# Introduction

We study the problem of topic modeling in corpora whose documents are organized in a multi-level hierarchy.
We explore a parametric approach to this problem, assuming that the number of topics is known or can be estimated by cross-validation.
The models we consider can be viewed as special (finite-dimensional) instances of hierarchical Dirichlet processes (HDPs).
For details, please read our arXiv report.

# Publication

Do-kyum Kim, Geoffrey M. Voelker and Lawrence K. Saul.

Topic Modeling of Hierarchical Corpora.

Submitted for publication.

[arXiv]

Do-kyum Kim, Geoffrey M. Voelker and Lawrence K. Saul.

A Variational Approximation for Topic Modeling of Hierarchical Corpora.

In Proceedings of the 30th International Conference on Machine Learning (ICML 2013). Atlanta, GA.

[paper]
[supplement]
[bib]

# People

# Source code

You can find our implementation at GitHub .

# Data sets

These are the data sets we used in the paper.

Flat corpora:
[KOS]
[Enron]
[SubsetOfNYTimes]

Hierarchical corpora:
[NIPS]
[Freelancer]
[BlackHatWorld]

# Format of the data sets

The data sets above are represented in the following format.

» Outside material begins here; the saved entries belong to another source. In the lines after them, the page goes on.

PR #146, opened 2024-09-12
test: Fixed test of rhc status

jirihnidek:
* The returned value is non-zero, when some sub-task returns non-zero value. This change was introduced in this PR: https://github.com/RedHatInsights/rhc/pull/126
* We should check for non-zero code, not zero code in this case


Archana-PandeyM:
LGTM.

First, the hierarchies in corpora are described in 'hier_tree_structures.txt'.
The first line of the file has the number of categories including the root node.
Then, each line describes individual category.
These lines are composed as:

[category_id]\t[category_id_of_first_child] [category_id_of_second_child] ... -1\n

and the category id of 0 is reserved for the root node.

Second, for each category, there are attached documents, and this mapping is given in 'category_to_docids.txt'.
Each line is composed as:

[document_id1] [document_id2] ... -1\n

where the document ids are 0-based.
The first line corresponds to the root node (i.e. the category id of 0) and the second line corresponds to the category id of 1 and so on.

Lastly, the document-term matrixes are given in 'document_term_matrix.txt'.
In some data sets, there is only one 'document_term_matrix.txt' that are shared over different folds and splits;
in the others, each fold and split has separate 'document_term_matrix.txt'.
Each of 'document_term_matrix.txt' is composed as:

[# documents]

[# dictinct terms]

[# dictinct terms in the first document]

[term_id1]:[# occurrences]

[term_id2]:[# occurrences]

...

[# dictinct terms in the second document]

[term_id1]:[# occurrences]

...

Note that the term ids are also 0-based.